- Elle s'endort -
- Jean-Jacques
- 15 avr. 2024
- 3 min de lecture
Le ciel est gris et la pluie ne cesse de tomber depuis plusieurs jours, Charlotte est à quelques jours de son accouchement. Nous sommes lundi et l’obstétricien a programmé la naissance pour la fin de la semaine. Ces derniers moments n’ont pas été facile, le petit chevalier qui se maintient bien au chaud dans le ventre de Charlotte semble refaire toutes les scènes de Don Quichotte face aux moulins. Ses coups sont parfois tellement forts, qu’ils en coupent le souffle de Charlotte. Heureusement, elle tient bon, l’échéance approche, la chambre est prête, la garde-robe regorge déjà de vêtements en tout genre et la liste de naissance ne cesse de se remplir de cadeaux venant de la famille, des collègues, des amis.
Aujourd’hui, il manque pourtant une chose importante à Charlotte. Elle a le cœur gros car François est parti très tôt ce matin, appelé par son père inquiet de l’état de santé de son épouse.
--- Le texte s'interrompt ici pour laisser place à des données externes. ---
PR #2331, opened 2025-09-30
TOOLS: Update doc.sh

catloversg:
Currently, if there are new md files generated by `api-documenter`, they won't be included in `src\Documentation\pages.ts` because `tools/bundle-doc/index.js` runs before `api-documenter`. This PR changes the order of tools in `doc.sh` to fix it.

### DIFF
--- a/tools/doc.sh
+++ b/tools/doc.sh
@@ -11,11 +11,14 @@ echo ""
 echo "Running cleanup tasks..."
 rm input/bitburner.api.json && rm -r input
 
-# This git add is needed due to documenter using wrong line endings. Console spam discarded.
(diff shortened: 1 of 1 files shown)


tools/doc.sh
```diff
@@ -19,3 +15,7 @@ rm input/bitburner.api.json && rm -r input
 git add markdown/ 2> /dev/null && git add tsdoc-metadata.json 2> /dev/null
 echo ""
 echo "Documentation build completed."
+
+echo ""
```
d0sboots, line 23: This should come before the echo that says "done". This maybe should also come before the git adds?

La maman de François est une femme courageuse qui a élevé François tout au long de son enfance. Elle a certes fait de temps à autre quelques boulots, mais elle a toujours été là quand François en avait besoin. Et surtout, elle qui n’a pas terminé ses primaires, est pourtant capable de maîtriser les chiffres comme personne. C’est elle qui tient les cordons de la bourse à la maison, il n’y manque jamais rien. Et quand elle gagnait un peu d’argent dans ses petits boulots, cela a toujours été pour en faire profiter la famille ou pour répondre à une demande particulière de François. Aujourd’hui, c’est à son tour d’aider son papa, alors il n’a pas beaucoup réfléchi et est parti très tôt pour l’accompagner.
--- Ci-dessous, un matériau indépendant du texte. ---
PR #2332, opened 2025-10-04
JEST: Quiet Jest tests output on expected failures

mctylr-gh:
This patch quiets the console.error output on expected failures that are suppose to occur during `npm test`. It mocks and restores the console.error function.

For `UserInterface.test.ts` it is limited to only tests that are expected to fail.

La journée semble interminable pour Charlotte, quand la soirée s’annonce, elle n’a toujours aucune nouvelle de son compagnon. La fatigue la gagnant, elle se dirige doucement vers ce lit qui lui tend les bras. Cela fait cinq mois maintenant que Charlotte dort sur le dos et quelques fois sur le côté quand Simon, c’est le prénom qu’ils ont donné au petit conquérant qui pointera bientôt le bout de son nez, décide de faire la fête dans sa micro boite de nuit. Mais elle rêve de retrouver sa position favorite, la tête dans l’oreiller et les deux mains glissées dessous. Elle traine son corps jusqu’au lit, les yeux régulièrement rivés sur son téléphone portable, s’allonge, ferme un peu les yeux et finit par s’endormir.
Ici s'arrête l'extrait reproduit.